### Your task:
Set down the material exactly as given, please, from its first line through the line that includes "- Added an example".
◇ ◇ ◇ ◇ ◇ ◇ ◇
PR #8061, opened 2024-07-10
docs: updated marketplace recipe + added example

shahednasser:
- Moved recipes into its own section of the learning resources
- Updated the marketplace recipe overview
- Added an example implementation of the marketplace recipe

Closes DOCS-791

### DIFF
--- a/www/apps/resources/app/recipes/marketplace/examples/vendors/page.mdx
+++ b/www/apps/resources/app/recipes/marketplace/examples/vendors/page.mdx
@@ -663,7 +663,7 @@ export const POST = async (
 }
 ```
 
-This adds a `POST` API route at `/vendors/products`. It resolves the necessary module main services, and retrieves the sales channels and vendor admin.
+This adds a `POST` API route at `/vendors/products`. It resolves the necessary modules' main services, and retrieves the sales channels and vendor admin.
 
 In the place of the `TODO`, add the following:
 


www/apps/resources/app/recipes/marketplace/examples/vendors/page.mdx
```diff
@@ -0,0 +1,1344 @@
...
+    mappedBy: "admins"
+  })
+})
+
+export default VendorAdmin
+```
+
+This creates a `VendorAdmin` data model, which represents an admin of a vendor.
+
+Then, add a migration file at `src/modules/marketplace/migrations/Migration20240708151444.ts`:
```
olivermrbl: question: Should we not be teaching them about generating migrations instead of providing them with a copy/paste?

It's more error-prone, but if the generated migrations leads to issues, then there is something we need to fix elsewhere.

www/apps/resources/app/recipes/marketplace/examples/vendors/page.mdx
```diff
@@ -0,0 +1,1344 @@
...
+  ): Promise<VendorData[] | VendorData> {
+    const input = (Array.isArray(data) ? data : [data]).map(
+      (vendor) => {
+        if (!vendor.handle) {
+          vendor.handle = vendor.name.toLowerCase().replace(/\s/g, "-")
+        }
+
+        return vendor
+      }
+    )
```
olivermrbl: thought: I understand the idea with the `handle` formatting, but for the sake of the recipe, wouldn't it be cooler to have an empty service? This would make it more obvious that CRUD is coming out of the box.

www/apps/resources/app/recipes/marketplace/examples/vendors/page.mdx
```diff
@@ -0,0 +1,1344 @@
...
+
+```
+
+After that, create the module definition at `src/modules/marketplace/index.ts` with the following content:
+
+```ts title="src/modules/marketplace/index.ts"
+import { Module } from "@medusajs/utils"
+import MarketplaceModuleService from "./service"
+
+export const MARKETPLACE_MODULE = "marketplaceModuleService"
```
olivermrbl, line 158: question: Shouldn't this be `marketPlace`?

www/apps/resources/app/recipes/marketplace/examples/vendors/page.mdx
shahednasser: We can add that. Considering this is tutorial-like, this approach is meant to keep the steps simple. So instead of saying creating the config file -> run the CLI tool -> here's the resulting migration, it just shows the migration.

www/apps/resources/app/recipes/marketplace/examples/vendors/page.mdx
shahednasser: We aligned before on making it a convention for custom module to be `{moduleName}ModuleService`.

www/apps/resources/app/recipes/marketplace/examples/vendors/page.mdx
```diff
@@ -0,0 +1,1344 @@
...
+Create the file `src/api/vendors/route.ts` with the following content:
+
+export const vendorRouteHighlights = [
+  ["10", "schema", "Define the fields expected in the request body."],
+  ["45", "parse", "Validate the request body and, if valid, retrieve it as an object."],
+  ["51", "createVendors", "Create the vendor using the Marketplace Module's main service."],
+  ["54", "createVendorAdminWorkflow", "Execute the workflow created in the first step."],
+]
+
+```ts title="src/api/vendors/route.ts" highlights={vendorRouteHighlights}
```
olivermrbl: thought(non-blocking): This file seems a bit overwhelming to get shown right away. I think we should consider breaking up the different elements of the file in a sort of incremental approach to creating the API route. Will make it more digestible.

www/apps/resources/app/recipes/marketplace/examples/vendors/page.mdx
```diff
@@ -0,0 +1,1344 @@
...
+To add the create product API route, add to the same file the following:
+
+export const createProductsHighlights = [
+  ["15", "CreateProductWorkflowInputDTO", "Accept the same request body as Medusa's Create Product API route"],
+  ["32", "retrieveVendorAdmin", "Retrive the vendor admin to retrieve its vendor's ID."],
+  ["39", "createProductsWorkflow", "Use Medusa's workflow to create a product."],
+  ["50", "create", "Create a link between the created product and the vendor."]
+]
+
+```tsx title="src/api/vendors/products/route.ts" highlights={createProductsHighlights}
```
olivermrbl: Same thought here.

olivermrbl (approved):
Nice work, left a few comments here and there, but not something we need to address now.

www/apps/resources/app/recipes/marketplace/examples/vendors/page.mdx
olivermrbl: That would be the case for the module service, but this should not be the module key. But maybe this is not something to address in this documentation PR. It will likely need some work/renamings in the framework first, and then it can be reflected in the docs afterward.

shahednasser: Cool, from what Adrien mentioned they all should be the same name

olivermrbl: Will create a ticket, so we can address later 👍

www/apps/resources/app/recipes/marketplace/examples/vendors/page.mdx
olivermrbl: Ah I see. I just thought it would be nice to get the workflow to generate migrations under their skin. The next step for them after this Recip would probably be to create more models or modules, and then they wouldn't have a migration to copy over.

Anyway, I'll let it be up to you 👍

shahednasser: Makes sense when you put it that way! I changed the section to generate the migration

PR #8066, opened 2024-07-10
fix: Investigate geo zones with address checks

adrien2p:
need clarification

FIXES CORE-2432


adrien2p:
@olivermrbl should we merge this one?

olivermrbl (approved):

PR #9099, opened 2024-09-11
docs: update store cURL examples in OAS

shahednasser:
Update the store cURL examples in OAS / generated specs in API reference to add the PAK header


riqwan (approved):
🥇

olivermrbl (approved):

PR #9103, opened 2024-09-11
chore: Register Query in container

adrien2p:
RESOLVES FRMW-2702

**What**
Register and make the Query available


olivermrbl (approved):
LGTM

PR #9106, opened 2024-09-11
feat(core-flows,dashboard,types,medusa): delete shipping methods when all inbound/outbound items are deleted

riqwan:
what:

- delete shipping methods when all inbound/outbound items are deleted
  - claims / exchanges / returns
- updates frontend to update the forms when ^ happens
- resolved a couple of bugs + types along the way

RESOLVES CC-439


fPolic (approved):
Looks good!

PR #9109, opened 2024-09-11
feat: introduce a thin wrapper on top of OpenTelemetry

thetutlage:
Fixes: CC-442

This PR is the first step towards integration telemetry tracing inside Medusa core. Here we introduce a thin wrapper on top of Open Telemetry.


packages/framework/framework/src/telemetry/index.ts
```diff
@@ -0,0 +1,79 @@
...
+   */
+  getOTTracer() {
+    return this.#otTracer
+  }
+
+  /**
+   * Trace a function call. Using this method will create a
+   * child scope for the invocations within the callback.
+   */
+  trace<F extends (span: Span) => unknown>(
```
sradevski, line 39: Not actionable, just talking out loud - having the tracer take a callback means that all functions will have additional indentation, which makes readability a bit worse.

Now the good thing is, you will rarely need to trace manually, so it's probably not an issue. Also, I can't think of a better interface for it that won't introduce another confusion (eg. having to manually do `span.end` at the end of a function).

sradevski (approved):
It's a great start 👍

packages/framework/framework/src/telemetry/index.ts
thetutlage: The issue comes directly from OpenTelemetry SDK. In order to create parent/child relationship between spans, you have to use `tracer.startActiveSpan` method, which accepts a callback.

There is also `tracer.startSpan` method, but there isn't any way to then assign a parent span to it. For example:

```ts
const parentSpan = tracer.startSpan('parent')

// There is no way for me to tell the child span to be part of the parent span
const childSpan = tracer.startSpan('child')
```

Whereas in the following example:

```ts
tracer.startActiveSpan('parent', (parentSpan) => {
  tracer.startActiveSpan('child', (childSpan) => {
    // childSpan is automatically child of parentSpan
  })
})
```

sradevski: Yeah completely understandable, I was just talking out loud, I know there isn't a lot we can do about it :)

PR #9116, opened 2024-09-12
feature: add telemetry to the HTTP layer

thetutlage:
FIXES: CC-443

Alright. So this PR allows us to enable telemetry inside the Medusa API and have auto instrumentation for HTTP requests, middleware (with some caveats) and the route handler. You just have to drop the following lines of code inside the `medusa-config.js` file and everything will be working.

```ts
// medusa-config.js
const { loadEnv, defineConfig } = require('@medusajs/utils')
const { ZipkinExporter } = require('@opentelemetry/exporter-zipkin')
const { instrumentHttpLayer, registerOtel } = require("@medusajs/medusa")

registerOtel({
  serviceName: 'medusajs',
  exporter: new ZipkinExporter({
    serviceName: 'medusajs',
  })
})
instrumentHttpLayer()

// Rest of the file goes here
loadEnv(process.env.NODE_ENV, process.cwd())
```

The `ZipkinExporter` in the above example can be replaced with other exporter supported by the OpenTelemetry Node.js SDK. Lemme know if you need any help setting up a different service. 

## Current state of things.

- Every HTTP request is instrumented automatically and acts as the parent span.
- All middleware are instrumented automatically. However, there are some caveats with middleware (covered in the next section).
- All route handlers are instrumented automatically.

### Caveat 1

Currently middleware inside our codebase are anonymous functions, hence they all appear the same in the tracing UI (as shown in the following screenshot)

CleanShot 2024-09-12 at 16 19 14@2x

In order to improve this situation. We have to provide names to middleware. I have done that for a few and will rename the rest as well.

**Screenshot after names have been applied**
CleanShot 2024-09-12 at 16 29 13@2x

### Caveat 2

Some of middleware internally calls additional middleware. For example: The `unlessPath` middleware https://github.com/medusajs/medusa/blob/develop/packages/medusa/src/api/utils/unless-path.ts#L7-L15. Now the internal middleware cannot be detected/captured at the boot time, hence the instrumentation cannot wrap it. However, we can still wrap them at runtime, but it will require modifications within the source of the middleware. So let's discuss if we want to go that route right now or not. 

---

@sradevski Please give it a try and let me know if things needs improvements at the HTTP layer (I am sure they will). Also, frontend -> backend tracing is not done yet. But that needs a 2liner change. I was thinking to jump on a call with you after we have telemetry in the frontend and wrap it up together.

---

Special thanks to @adrien2p and @carlos-r-l-rodrigues for brainstorming a few ideas and pairing with me on this :)

---

## Just for fun

A big trace from products create call

CleanShot 2024-09-12 at 17 05 27@2x

CC @srindom @olivermrbl


packages/medusa/package.json
```diff
@@ -22,6 +22,11 @@
   "license": "MIT",
   "devDependencies": {
     "@medusajs/types": "^1.11.16",
+    "@opentelemetry/instrumentation": "^0.53.0",
+    "@opentelemetry/instrumentation-pg": "^0.44.0",
+    "@opentelemetry/resources": "^1.26.0",
+    "@opentelemetry/sdk-node": "^0.53.0",
+    "@opentelemetry/sdk-trace-node": "^1.26.0",
```
thetutlage, line 29: Peer dependencies on the starter. Required if the user wants to enable telemetry.

packages/medusa/src/instrumentation/index.ts
```diff
@@ -82,16 +89,28 @@ export function instrumentHttpLayer() {
...
+              reject(error)
+            } else {
+              span.end()
+              resolve()
+            }
+          })
+        })
       })
+        .catch(next)
+        .then(next)
```
adrien2p: Would it be more clear with this?

```ts
const next_ = (err?: any) => {
  if (err) {
    span.setStatus({
      code: SpanStatusCode.ERROR,
      message: error.message || "Failed",
    })
  }
  span.end()
  next(err)
}

return handler(req, res, next_)
```

thetutlage: Yeah. Can move it out.

srindom:
I'd like to see the side-effects moved out of `medusa-config` and into a root level `instrumentation.[t|j]s` file ideally with an exported function similar to next.js's approach. I know there's not much difference in behavior of this right now, but when we get around to some more advanced bundling it will be beneficial to have these things separated.

packages/medusa/src/instrumentation/index.ts
adrien2p: But also is the nested promise required? Without it it should work since next_ will be called at the right time always by the handler

thetutlage:
@srindom Sure!

packages/medusa/src/instrumentation/index.ts
thetutlage: Yeah, the promise is required. I can explain this over a call. Its because of some surprising behavior from OpenTelemetry

sradevski (approved):
Looks good!

Just one comment on the initialization - does it make sense to have something like this:

```
projectConfig: {
   tracing: {
      middleware: true,
      routeHandler: true
      workflow: true
      step: false
      ...
   }
}
```

And the rest of the initialization happens inside `medusajs/medusa` instead of the config?

The medusa-config.js has been very config-driven so far, so it might make sense to preserve that approach for the tracing.

Btw this is definitely not a blocker, nor do we need to do anything about it, just sharing my thoughts

thetutlage:
@sradevski Ohh yes, 100%. It will be nice to have these knobs to enable/disable instrumentation in different layers. I will keep the suggestion in mind and add it once we touch this part of the implementation.

adrien2p (approved):

PR #9123, opened 2024-09-12
fix(types, medusa): fix http type of exchanges and claims

shahednasser:
Remove the extending of the order's type from exchange / claim types in http types


riqwan (approved):
🥇

PR #9128, opened 2024-09-13
feature: add tracing to remote query

thetutlage:
Fixes: FRMW-2705

This PR adds tracing to the remote query. You can enable it by adding the following lines of code to the `instrumentation.js` file.

```ts
import { instrumentRemoteQuery } from '@medusajs/medusa'

export function register() {
  // ... rest of the setup
  instrumentRemoteQuery()
}
```


packages/core/modules-sdk/src/remote-query/query.ts
```diff
@@ -20,6 +20,26 @@ import {
...
+    queryOptions: RemoteQueryObjectConfig<any>
+  ) => Promise<any>
+
+  /**
+   * Method to wrap execution of the remoteQuery overload function
+   * for instrumentation
+   */
+  static traceRemoteQuery?: (
+    queryFn: () => Promise<any>,
+    queryOptions:
```
adrien2p, line 37: suggestion: should we rename the options to config? The options are used for other things

packages/core/modules-sdk/src/remote-query/query.ts
```diff
@@ -76,6 +96,13 @@ export class Query {
     }
 
     const config = this.#unwrapQueryConfig(queryOptions)
+    if (Query.traceRemoteQuery) {
+      return await Query.traceRemoteQuery(
+        async () => this.#remoteQuery.query(config, undefined, options),
+        queryOptions
```
adrien2p, line 114: todo: you might want to pass the config instead of the options here, or both eventually

packages/core/modules-sdk/src/remote-query/query.ts
```diff
@@ -98,11 +125,27 @@ export class Query {
...
+
+    /**
+     * When traceGraphQuery method is defined, we will wrap the implementation
+     * inside a callback and provide the method to the traceGraphQuery
+     */
+    if (Query.traceGraphQuery) {
+      response = await Query.traceGraphQuery(
+        async () =>
+          this.#remoteQuery.query(normalizedQuery, undefined, options),
+        queryOptions
```
adrien2p, line 152: todo: same as the previous one

packages/medusa/src/instrumentation/index.ts
```diff
@@ -117,6 +117,46 @@ export function instrumentHttpLayer() {
...
+        span.setAttributes({
+          "query.fields": queryOptions.fields,
+        })
+        return await queryFn().finally(() => span.end())
+      }
+    )
+  }
+
+  Query.traceRemoteQuery = async function (queryFn, queryOptions) {
+    const traceIdentifier =
```
adrien2p, line 153: todo: here you are manipulating the options like it was the config, maybe we need both as mentioned above :) also, the config is supposed to be unwrapped when it reaches the remote query

packages/core/modules-sdk/src/remote-query/query.ts
thetutlage: The config has flags like `throwIfUndefined`. I think, they are not useful for tracing or do you think otherwise?

adrien2p (approved):

PR #9137, opened 2024-09-15
chore: remove container registration name

carlos-r-l-rodrigues:
What:
* Deprecated `ModuleRegistrationName` in favor of `Modules` enum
◇ ◇ ◇ ◇ ◇ ◇ ◇
### Solution to the problem:
PR #8061, opened 2024-07-10
docs: updated marketplace recipe + added example

shahednasser:
- Moved recipes into its own section of the learning resources
- Updated the marketplace recipe overview
- Added an example implementation of the marketplace recipe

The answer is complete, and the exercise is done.